Spark Adaptive Query Execution

Sugar is best selling product it has highest data in the partition.

Now there is a GroupBy / Shuffling of data. All the Sugar data comes to one partition.

By default there are 200 partitions, but 195 are empty.

The resources are getting wasted because these 195 partitions also need to be shuffled.

The 5 partitions become 5 tasks but Partition 1 takes lot of time to run.

Now AQE coalesces the partitions.

Two tasks are now reduced and also 2 cores become free.

But even after coalescing we may end up with data skew.

Once we coalesce we end up with 2 partitions and 1/2 completes fast, the one with sugar takes time.

If median is 5MB and one partition is > 25MB then the data splits.
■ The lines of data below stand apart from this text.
PR #1546, opened 2023-05-22
SERVER-77341:cpuload add the time consuming statistics and mongos add cpuload command support

y123456yz:
perfect befor:
1. cpuload command，the time consuming statistics is not available
2. cpuload command is not surport in mongos，Sometimes we need to analyze mongos's cpu performance

perfect after:
cpuload add the time consuming statistics and mongos add cpuload command support


src/mongo/db/commands/cpuload.cpp
```diff
@@ -85,6 +90,10 @@ class CPULoadCommand : public BasicCommand {
             x *= 13;
         }
         lresult = x;
+
+        auto durationTime = clock->now() - startTime;
```
gewa24, line 94: Date_t::now reads from the system-clock, but `clock` is a FastClockSource, which doesn't necessarily correspond to the system clock and might be less accurate because it is less granular (in fact, in MongoDB servers today, the fast-clock-source has a prescioun of 10milliseconds: https://github.com/mongodb/mongo/blob/38f96c4e2d74a51c5458302445cca69c2d0ec6b4/src/mongo/db/mongod_main.cpp#L476). 

Generally, we shouldn't compare values from different clock-sources, because they might have different precisions in their implementation. In this case, for example, it's possible for durationTime to actually be negative, if the fastClockSource isn't updated between startTime being measured and the cpuLoad work finishing. 

We can fix this by taking both measurements from the fast clock source, but that has 10milliscond precision as I mentioned, so it's probably not the best choice here since we're reporting an actual milliseconds value. Alternatively, we could take both measurements from the system clock. However, since we don't care about the wall-clock-time here and only about duration, I think the best choice is actually to use Ticks instead of time-of-day. The Timer object in util/timer.h uses cpu Ticks to measure duration, and can give accurate measurements for durations. I would recommend using this object to compute the durations here.

gewa24 (changes requested):
Linking changes look good; we need to fix up a small issue with the duration measurement before merging. I left a comment explaining. 

Thank you very much for your contribution! Let me know if you have any questions about the change. We appreciate it!

gewa24:
ALso, could you please merge in the master branch before posting the next patch, thanks @y123456yz

y123456yz:
hi, [gewa24](https://github.com/gewa24). 
According to your guidance，I have optimized time statistics, and this branch is already the main branch.

thanks

gewa24:
Thanks @y123456yz , this LGTM! I'm going to run it through our testing process and commit it if the tests are happy. I'll close this PR and the associated ticket when that's done. Thanks for the contribution!

y123456yz:
got it, thanks. @[gewa24](https://github.com/gewa24)

gewa24 (approved):

PR #1552, opened 2023-06-08
SERVER-77899 remove repeat contain index from the relevant candidate indexes, this can avoid some useless calculations.

y123456yz:
// remove repeat contain index from the relevant candidate indexes, this can avoid some useless calculations.
// for example:
//   {a:1, b:1} contain {a:1}, so we can remove index {a:1} from the candidates
//   {a:"hashed", b:1} contain {a:"hashed"}, so we can remove index {a:"hahsed"} from the candidates
//
// {a:1, b:1} is better than {a:1},because both cases are satisfied for db.collection.find({a:xx}) 
//    and db.collection.find({a:xx,b:xx})
//


y123456yz:
https://jira.mongodb.org/browse/SERVER-77899

kelly-cs:
SERVER-77899 was closed as "won't do", so I am closing this PR

PR #1553, opened 2023-06-08
SERVER-77901 query plancache replan improvement

y123456yz:
the replan works can not exceed the number of works that is set to be the fraction of the  collection size.

in extreme cases, if there are no restrictions, Probably more than the total collection size,  this replan may lose effectiveness. it may lead that the query use wrong index.


y123456yz:
https://jira.mongodb.org/browse/SERVER-77901

kelly-cs:
[SERVER-77901](https://jira.mongodb.org/browse/SERVER-77901) was closed as "Won't Do" so I am going to close this PR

By default spark does sort merge join.

Now if we compress table2 to become 10mb, even though sort merge join DAG is built, if AQE is enabled, we can check runtime statistics.

Since data is only 10MB we can broadcast the data but shuffling still happens only sorting and merging is avoided.

We are considering two tables where key = Sugar and just 128MB of data.

Let's show other partitions also

Now when we do the Sort Merge Join and get all keys together the Sugar partition size increases.

All tasks except the one with Sugar completes fast.

This leads to OOM error.

AQE has ShuffleReader, it has statistics on the memory and size of each partition. This parttion gets automatically split in both tables.